> [Task]: Every line of the material that mentions the word "especially" should be copied out.

> [Data to process]:
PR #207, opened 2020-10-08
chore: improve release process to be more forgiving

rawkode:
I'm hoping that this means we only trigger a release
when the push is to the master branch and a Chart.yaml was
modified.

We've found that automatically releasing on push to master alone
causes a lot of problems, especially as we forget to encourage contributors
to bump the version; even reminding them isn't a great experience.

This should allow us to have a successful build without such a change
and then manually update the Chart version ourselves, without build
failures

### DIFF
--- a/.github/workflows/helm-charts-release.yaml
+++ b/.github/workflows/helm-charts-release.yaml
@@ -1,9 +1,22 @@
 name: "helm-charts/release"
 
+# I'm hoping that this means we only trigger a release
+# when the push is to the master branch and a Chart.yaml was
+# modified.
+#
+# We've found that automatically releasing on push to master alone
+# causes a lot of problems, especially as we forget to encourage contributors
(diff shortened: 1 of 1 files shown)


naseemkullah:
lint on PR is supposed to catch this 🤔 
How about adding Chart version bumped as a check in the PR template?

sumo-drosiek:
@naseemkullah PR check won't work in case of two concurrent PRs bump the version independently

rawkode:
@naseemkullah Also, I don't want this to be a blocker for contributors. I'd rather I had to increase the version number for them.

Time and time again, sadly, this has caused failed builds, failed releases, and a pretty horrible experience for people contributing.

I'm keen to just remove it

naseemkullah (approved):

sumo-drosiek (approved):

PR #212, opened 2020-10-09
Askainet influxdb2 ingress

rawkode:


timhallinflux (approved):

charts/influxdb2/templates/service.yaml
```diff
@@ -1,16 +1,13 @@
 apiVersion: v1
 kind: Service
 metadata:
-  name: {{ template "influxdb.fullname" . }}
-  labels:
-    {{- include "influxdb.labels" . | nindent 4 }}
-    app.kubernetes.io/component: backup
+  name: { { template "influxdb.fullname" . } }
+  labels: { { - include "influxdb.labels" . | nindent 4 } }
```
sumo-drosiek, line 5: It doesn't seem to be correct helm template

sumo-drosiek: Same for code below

> [Result for this task]:
causes a lot of problems, especially as we forget to encourage contributors
+# causes a lot of problems, especially as we forget to encourage contributors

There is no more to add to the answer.